■ TASK TO CARRY OUT: In the entries below, find the string "Technology" and return each line holding it.

>>>>

Issue #2288, opened 2022-10-31
Fix broken info site links in header and footer


jwalgran:
## Overview

Fix broken info site links in header and footer

### Expected Behavior

All links to the info site go to live pages 

### Actual Behavior

These links go to 404 pages

NOTE this list may not be complete

- Header
  - Technology Overview
- Footer
  - Terms of service

### Steps to Reproduce

* Click all info site links in the header and footer.

PR #2289, opened 2022-10-31
Fix header and footer links

mstone121:
## Overview

A few header/footer links are broken. This PR fixes them:
- Technology
- Terms of Service
- Donate

Connects #2288 
Connects #2290 

## Notes

The submenu button-type link was switched from react-router `<Link>`. If a menu button is added that should be an internal link, this will need to be updated, A possible solution is pass down an `external` boolean like how the main header buttons work.

## Testing Instructions

* localhost:6543
* Header > How It Works > The Technology > Overview
* Footer > Terms of Service
* Header & Footer > Donate

## Checklist

- [x] CI passes after rebase

### DIFF
--- a/src/app/src/util/constants.jsx
+++ b/src/app/src/util/constants.jsx
@@ -53,7 +53,7 @@ export const InfoPaths = {
     resources: 'resources',
 
     // Footer
-    termsOfService: 'terms-of-service',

<<<<

■ EXERCISE OUTPUT:
  - Technology Overview
- Technology
* Header > How It Works > The Technology > Overview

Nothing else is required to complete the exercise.